Issue #778, opened 2016-11-17
[Net] Refactor needed in org.eclipse.kura.core.net


cdealti:
This includes:

* Parameter validation
* Refactor to remove code duplication
* Consistent byte order 

It will be submitted by @djurod

cdealti:
@markoer @djurod can we close it?

djurod:
This was resolved with PR #781

It can be closed

PR #781, opened 2016-11-17
issue #778: Refactored NetworkUtil class

djurod:
Changes:
* Removed code duplication.
* Added checking of inputs: a KuraException is thrown in case of invalid
  inputs.
* Fixed the byte order in conversion of IP addresses.
* Code cleanup.

### DIFF
--- a/kura/org.eclipse.kura.core.net/src/main/java/org/eclipse/kura/core/net/util/NetworkUtil.java
+++ b/kura/org.eclipse.kura.core.net/src/main/java/org/eclipse/kura/core/net/util/NetworkUtil.java
@@ -11,72 +11,47 @@
  *******************************************************************************/
 package org.eclipse.kura.core.net.util;
 
-import java.util.StringTokenizer;
-
-import org.eclipse.kura.KuraErrorCode;
-import org.eclipse.kura.KuraException;
 import org.slf4j.Logger;
 import org.slf4j.LoggerFactory;
 
-public class NetworkUtil {
+public final class NetworkUtil {
 
     private static final Logger s_logger = LoggerFactory.getLogger(NetworkUtil.class);
+    
+    private NetworkUtil() {
+    }
 
     public static String calculateNetwork(String ipAddress, String netmask) {
-        int ipAddressValue = 0;
-        int netmaskValue = 0;
-
-        StringTokenizer st = new StringTokenizer(ipAddress, ".");
-        for (int i = 24; i >= 0; i -= 8) {
-            ipAddressValue = ipAddressValue | Integer.parseInt(st.nextToken()) << i;
-        }
-
-        st = new StringTokenizer(netmask, ".");
-        for (int i = 24; i >= 0; i -= 8) {
-            netmaskValue = netmaskValue | Integer.parseInt(st.nextToken()) << i;
-        }
+        int ipAddressValue = NetworkUtil.convertIp4Address(ipAddress);
+        int netmaskValue = NetworkUtil.convertIp4Address(netmask);
 
         int network = ipAddressValue & netmaskValue;
         return dottedQuad(network);
     }
 
     public static String calculateBroadcast(String ipAddress, String netmask) {
-        int ipAddressValue = 0;
-        int netmaskValue = 0;
-
-        StringTokenizer st = new StringTokenizer(ipAddress, ".");
-        for (int i = 24; i >= 0; i -= 8) {
-            ipAddressValue = ipAddressValue | Integer.parseInt(st.nextToken()) << i;
-        }
-
-        st = new StringTokenizer(netmask, ".");
-        for (int i = 24; i >= 0; i -= 8) {
-            netmaskValue = netmaskValue | Integer.parseInt(st.nextToken()) << i;
-        }
+        int ipAddressValue = NetworkUtil.convertIp4Address(ipAddress);
+        int netmaskValue = NetworkUtil.convertIp4Address(netmask);
 
         int network = ipAddressValue | ~netmaskValue;
         return dottedQuad(network);
     }
 
-    public static String getNetmaskStringForm(int prefix) throws KuraException {
-        if (prefix >= 0 && prefix <= 32) {
+    public static String getNetmaskStringForm(int prefix) {
+        if (prefix >= 1 && prefix <= 32) {
             int mask = ~((1 << 32 - prefix) - 1);
             return dottedQuad(mask);
         } else {
-            throw new KuraException(KuraErrorCode.INTERNAL_ERROR, "invalid prefix ");
+            throw new IllegalArgumentException("prefix is invalid: " + Integer.toString(prefix));
         }
     }
 
-    public static short getNetmaskShortForm(String netmask) throws KuraException {
+    public static short getNetmaskShortForm(String netmask) {
         if (netmask == null) {
-            throw new KuraException(KuraErrorCode.INTERNAL_ERROR, "netmask is null");
+            throw new IllegalArgumentException("netmask is null");
         }
 
-        int netmaskValue = 0;
-        StringTokenizer st = new StringTokenizer(netmask, ".");
-        for (int i = 24; i >= 0; i -= 8) {
-            netmaskValue = netmaskValue | Integer.parseInt(st.nextToken()) << i;
-        }
+        int netmaskValue = NetworkUtil.convertIp4Address(netmask);
 
         boolean hitZero = false;
         int displayMask = 1 << 31;
@@ -88,7 +63,7 @@ public class NetworkUtil {
             } else {
                 if (hitZero) {
                     s_logger.error("received invalid mask: " + netmask);
-                    throw new KuraException(KuraErrorCode.INTERNAL_ERROR, "received invalid mask: " + netmask);
+                    throw new IllegalArgumentException("netmask is invalid: " + netmask);
                 }
 
                 count++;
@@ -101,19 +76,27 @@ public class NetworkUtil {
     }
 
     public static String dottedQuad(int ip) {
-        StringBuffer sb = new StringBuffer(15);
-        for (int shift = 24; shift > 0; shift -= 8) {
-            // process 3 bytes, from high order byte down.
-            sb.append(Integer.toString(ip >>> shift & 0xff));
-            sb.append('.');
+        String[] items = new String[4];
+        for (int i = 3; i >= 0; i--) {
+            int value = ip & 0xFF;
+            items[i] = Integer.toString(value);
+            ip = ip >>> 8;
         }
 
-        sb.append(Integer.toString(ip & 0xff));
-        return sb.toString();
+        return String.join(".", items);
     }
 
     public static int convertIp4Address(String ipAddress) {
+        if (ipAddress == null) {
+            throw new IllegalArgumentException("ipAddress is null");
+        }
+
         String[] splitIpAddress = ipAddress.split("\\.");
+
+        if (splitIpAddress.length != 4) {
+            throw new IllegalArgumentException("ipAddress is invalid: " + ipAddress);
+        }
+
         short[] addressBytes = new short[4];
 
         for (int i = 0; i < 4; i++) {
@@ -125,8 +108,17 @@ public class NetworkUtil {
     }
 
     public static int packIp4AddressBytes(short[] bytes) {
+        if ((bytes == null) || (bytes.length != 4)) {
+            throw new IllegalArgumentException("bytes is null or invalid");
+        }
+
         int val = 0;
-        for (int i = 3; i >= 0; i--) {
+        for (int i = 0; i < 4; i++) {
+            if ((bytes[i] < 0) || (bytes[i] > 255)) {
+                throw new IllegalArgumentException(
+                        "bytes is invalid; value is out of range: " + Integer.toString(bytes[i]));
+            }
+
             val = val << 8;
             val |= bytes[i];
         }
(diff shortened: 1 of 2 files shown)


kura/org.eclipse.kura.core.net/src/main/java/org/eclipse/kura/core/net/util/NetworkUtil.java
```diff
@@ -101,19 +75,28 @@ public static short getNetmaskShortForm(String netmask) throws KuraException {
...
+        
+        String dottedValue = String.join(".", items);
+        return dottedValue;
     }
 
-    public static int convertIp4Address(String ipAddress) {
+    public static int convertIp4Address(String ipAddress) throws KuraException {
+        if (ipAddress == null) {
+            throw new KuraException(KuraErrorCode.INVALID_PARAMETER);
+        }
```
amitjoy: Null Parameters is a runtime problem and I believe it should be `KuraRuntimeException`. You can use `Preconditions` static factory methods container class for such conditions.

kura/org.eclipse.kura.core.net/src/main/java/org/eclipse/kura/core/net/util/NetworkUtil.java
```diff
@@ -101,19 +75,28 @@ public static short getNetmaskShortForm(String netmask) throws KuraException {
...
+        
         String[] splitIpAddress = ipAddress.split("\\.");
+        
+        if (splitIpAddress.length != 4) {
+            throw new KuraException(KuraErrorCode.INVALID_PARAMETER);
+        }
```
amitjoy: Same as before.

kura/org.eclipse.kura.core.net/src/main/java/org/eclipse/kura/core/net/util/NetworkUtil.java
```diff
@@ -124,72 +107,127 @@ public static int convertIp4Address(String ipAddress) {
         return NetworkUtil.packIp4AddressBytes(addressBytes);
     }
 
-    public static int packIp4AddressBytes(short[] bytes) {
+    public static int packIp4AddressBytes(short[] bytes) throws KuraException {
+        if ((bytes == null) || (bytes.length != 4)) {
+            throw new KuraException(KuraErrorCode.INVALID_PARAMETER);
+        }
```
amitjoy: Same here as well.

kura/org.eclipse.kura.core.net/src/main/java/org/eclipse/kura/core/net/util/NetworkUtil.java
```diff
@@ -124,72 +107,127 @@ public static int convertIp4Address(String ipAddress) {
...
+        
         int val = 0;
-        for (int i = 3; i >= 0; i--) {
+        for (int i = 0; i < 4; i++) {
+            if ((bytes[i] < 0) || (bytes[i] > 255)) {
+                throw new KuraException(KuraErrorCode.INVALID_PARAMETER);
+            }
```
amitjoy: --Same--

kura/org.eclipse.kura.core.net/src/main/java/org/eclipse/kura/core/net/util/NetworkUtil.java
```diff
@@ -124,72 +107,127 @@ public static int convertIp4Address(String ipAddress) {
...
-            retVal[i * 2 + 1] = (byte) Short.parseShort(sb.toString().substring(2, 4), 16);
+        for (int i = 0; i < 8; i++) {
+            try {
+                String octet = ip6Split[i];
+                int value = Integer.parseInt(octet, 16);
+                
+                if ((value < 0) || (value > 0xFFFF))
+                {
+                    throw new KuraException(KuraErrorCode.INVALID_PARAMETER);
+                }
```
amitjoy: It should be a runtime exception.

kura/org.eclipse.kura.core.net/src/main/java/org/eclipse/kura/core/net/util/NetworkUtil.java
```diff
@@ -124,72 +107,127 @@ public static int convertIp4Address(String ipAddress) {
...
+                
+                int k = i * 2;
+                retVal[k] = (byte) ((value >>> 8) & 0xFF);
+                retVal[k + 1] = (byte) (value & 0xFF);
+            } catch (NumberFormatException e) {
+                throw new KuraException(KuraErrorCode.INVALID_PARAMETER);
+            }
```
amitjoy: Same here. Runtime Exception.

kura/org.eclipse.kura.core.net/src/main/java/org/eclipse/kura/core/net/util/NetworkUtil.java
```diff
@@ -124,72 +107,127 @@ public static int convertIp4Address(String ipAddress) {
...
-        StringBuffer sb = new StringBuffer();
-        for (int i = 0; i < 16; i = i + 2) {
-            sb.append(Integer.toHexString(0xFF & bytes[i]));
-            sb.append(Integer.toHexString(0xFF & bytes[i + 1]));
-            if (i != 14) {
-                sb.append(":");
-            }
+    public static String convertIP6Address(byte[] bytes) throws KuraException {
+        if ((bytes == null) || (bytes.length != 16)) {
+            throw new KuraException(KuraErrorCode.INVALID_PARAMETER);
```
amitjoy: Runtime

kura/org.eclipse.kura.core.net/src/main/java/org/eclipse/kura/core/net/util/NetworkUtil.java
```diff
@@ -124,72 +107,127 @@ public static int convertIp4Address(String ipAddress) {
...
+        String ipAddress = String.join(":", items);
+        return ipAddress;
     }
 
-    public static String macToString(byte[] mac) {
-        StringBuilder sb = new StringBuilder();
+    public static String macToString(byte[] mac) throws KuraException {
+        if ((mac == null) || (mac.length != 6)) {
+            throw new KuraException(KuraErrorCode.INVALID_PARAMETER);
+        }
```
amitjoy: Runtime Exception as well

kura/org.eclipse.kura.core.net/src/main/java/org/eclipse/kura/core/net/util/NetworkUtil.java
```diff
@@ -124,72 +107,127 @@ public static int convertIp4Address(String ipAddress) {
...
+        
         byte[] bytes = new byte[6];
         for (int i = 0; i < 6; i++) {
-            bytes[i] = (byte) Integer.parseInt(st.nextToken(), 16);
+            String item = items[i];
+            if (item.isEmpty() || (item.length() > 2)) {
+                throw new KuraException(KuraErrorCode.INVALID_PARAMETER);
+            }
```
amitjoy: Runtime Exception

kura/org.eclipse.kura.core.net/src/main/java/org/eclipse/kura/core/net/util/NetworkUtil.java
```diff
@@ -124,72 +107,127 @@ public static int convertIp4Address(String ipAddress) {
...
+            
+            try {
+                bytes[i] = (byte) Integer.parseInt(items[i], 16);
+            } catch (NumberFormatException e) {
+                throw new KuraException(KuraErrorCode.INVALID_PARAMETER);
```
amitjoy: Same

kura/org.eclipse.kura.core.net/src/main/java/org/eclipse/kura/core/net/util/NetworkUtil.java
```diff
@@ -124,72 +107,127 @@ public static int convertIp4Address(String ipAddress) {
...
+        
+        String macString = String.join(":", items);
+        return macString;
     }
 
-    public static byte[] macToBytes(String mac) {
-        StringTokenizer st = new StringTokenizer(mac, ":");
+    public static byte[] macToBytes(String mac) throws KuraException {
+        if (mac == null) {
+            throw new KuraException(KuraErrorCode.INVALID_PARAMETER);
```
amitjoy: Same

kura/org.eclipse.kura.core.net/src/main/java/org/eclipse/kura/core/net/util/NetworkUtil.java
```diff
@@ -124,72 +107,127 @@ public static int convertIp4Address(String ipAddress) {
...
-            ;
-            String octet = ip6Split[i];
-            StringBuffer sb = new StringBuffer();
 
-            while (sb.length() + octet.length() < 4) {
-                sb.append("0");
-            }
-            sb.append(octet);
+        if (ip6Split.length != 8) {
+            throw new KuraException(KuraErrorCode.INVALID_PARAMETER);
```
amitjoy: Runtime

kura/org.eclipse.kura.core.net/src/main/java/org/eclipse/kura/core/net/util/NetworkUtil.java
```diff
@@ -72,11 +50,7 @@ public static short getNetmaskShortForm(String netmask) throws KuraException {
             throw new KuraException(KuraErrorCode.INTERNAL_ERROR, "netmask is null");
```
amitjoy: Needs to be `KuraRuntimeException`. There already exists an utility class `Preconditions` which performs all these necessary checks. You can reuse that.

kura/org.eclipse.kura.core.net/src/main/java/org/eclipse/kura/core/net/util/NetworkUtil.java
```diff
@@ -124,72 +107,127 @@ public static int convertIp4Address(String ipAddress) {
...
+            value = value >>> 8;
+        }
+        
+        return addressBytes;
     }
 
-    public static byte[] convertIP6Address(String fullFormIP6Address) {
+    public static byte[] convertIP6Address(String fullFormIP6Address) throws KuraException {
+        if (fullFormIP6Address == null) {
+            throw new KuraException(KuraErrorCode.INVALID_PARAMETER);
```
amitjoy: A runtime exceptional condition

kura/org.eclipse.kura.linux.net/src/main/java/org/eclipse/kura/linux/net/util/IWAPParser.java
```diff
@@ -34,7 +35,12 @@
     private IWSecuritySectionParser securityParser = null;
 
     public IWAPParser(String macAddressString) {
-        this.hardwareAddress = NetworkUtil.macToBytes(macAddressString);
+        try {
+            this.hardwareAddress = NetworkUtil.macToBytes(macAddressString);
+        } catch (KuraException e) {
+            // Hardware address is invalid
+            s_logger.info("Invalid hardware address");
```
amitjoy: error logger

kura/org.eclipse.kura.core.net/src/main/java/org/eclipse/kura/core/net/util/NetworkUtil.java
ctron: Or simply use standard java functionality Objects.requireNonNull()

kura/org.eclipse.kura.core.net/src/main/java/org/eclipse/kura/core/net/util/NetworkUtil.java
amitjoy: @cdealti Cool. No Problem. But I believe a null parameter check is a runtime problem which the client is not meant to handle to take precautions. And, that's why a null parameter check must incorporate an unchecked exception translation.

If you consider any null parameter check or any specific length check of an array or collection param, clients ain't meant to write precautionary codes to deal with such conditions. For a checked exception translation, we have to make sure that the exceptional conditions must necessitate clients to take precautions in case these conditions occur.

kura/org.eclipse.kura.core.net/src/main/java/org/eclipse/kura/core/net/util/NetworkUtil.java
amitjoy: `IllegalArgumentException` is also another possibility. This is also a perfect fit as an unchecked exception. But as a network operations is very low-level work, and the clients of such network operations reside at the high level, it would be good to throw High-level exceptions such as `KuraRuntimeException` or `KuraException` so that higher layers know about such exceptions.

If you believe that the clients of Network Operations are still at the low-level, we can use any relevant standard Java unchecked exceptions such as `IllegalArgumentException` or `NPE` and so on.

ctron: So IMHO it should be an unchecked exception in any case.

As for the rest I think it comes down to personal preference. As we agreed java.* exceptions are fine as well. If you use Kura*Exceptions then be specific and use proper error codes.

ctron:
+1 for:

> Add private constructors to the utility classes as it is not meant to be constructed. And also, you can make utility classes a non-overridable class with final modifier.

ctron:
And please use proper BREE validation. As this is cause for the build failure.

The best way to do this is to install all JDKs (1.6, 1.7 and 1.8) and register them with Eclipse. And you will get automatic error reporting on this.

kura/org.eclipse.kura.core.net/src/main/java/org/eclipse/kura/core/net/util/NetworkUtil.java
djurod: In a discussion with @cdealti it was decided to replace usage of KuraException in this class with IllegalArgumentException.

kura/org.eclipse.kura.core.net/src/main/java/org/eclipse/kura/core/net/util/NetworkUtil.java
djurod: As noted above, IllegalArgumentException will be used and NFE is also added as root cause (fixed in also other places).

kura/org.eclipse.kura.linux.net/src/main/java/org/eclipse/kura/linux/net/util/IWAPParser.java
djurod: With switching to use of IllegalArgumentException, changes in other classes are no longer needed. All changes in classes other than NetworkUtil will be reverted.

ctron:
+1

kura/org.eclipse.kura.core.net/src/main/java/org/eclipse/kura/core/net/util/NetworkUtil.java
```diff
@@ -125,73 +108,141 @@ public static int convertIp4Address(String ipAddress) {
...
+                bytes[i] = (byte) Integer.parseInt(items[i], 16);
+            } catch (NumberFormatException e) {
+                throw new IllegalArgumentException("mac is invalid: " + mac, e);
+            }
         }
 
         return bytes;
     }
+
+    private static String joinStrings(String separator, String[] items) {
```
amitjoy: You can reuse the `join(CharSequence, Iterable<?>)` method from `StringUtil`

ctron: Or just use Java 8

djurod: I did use Java 8, that is why the original build failed :)

@ctron I have seen a pull request (#775) that mentioned that Kura is switching to Java 8. Is it now allowed to use Java 8?

ctron: Yes it is!

djurod: Done

djurod:
I think all issues should now be resolved.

* EXERCISE DESCRIPTION
Work through the records above and count the lines that hold the string "macToBytes". Please give only that figure.

* EXERCISE RESPONSE
4